Research suggests that babies who have been subject to prolonged maternal distress while in the womb, are at an increased risk of childhood depression and mood disorders, for the greater part of their lifespan. This is so because, when we are stressed out we release the hormone, ‘Cortisol’, in the brain. 

Prolonged periods of excessive cortisol in the brain, is responsible for a host of mental health issues. When in the womb, a fetus is subjected to these prolonged levels of cortisol, which alters the brain physiology of the newborn. 
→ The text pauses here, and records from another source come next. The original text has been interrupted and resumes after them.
PR #636, opened 2025-12-23
feat(object): Lazy ghost and Lazy Proxy

kakserpom:
https://www.php.net/manual/en/language.oop5.lazy-objects.php

### DIFF
--- a/allowed_bindings.rs
+++ b/allowed_bindings.rs
@@ -107,6 +107,9 @@ bind! {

It would, therefore, suffice to conclude that, pregnant women’s psychological health has long-lasting consequences on the neurodevelopment of the fetus and in consequence, of the child. Thus, it’s extremely essential that we pay close attention to the mental health of pregnant women and new mothers. 

This needs to be the first step, which if conducted properly can lead to offering the right guidance and interventions to women who need it.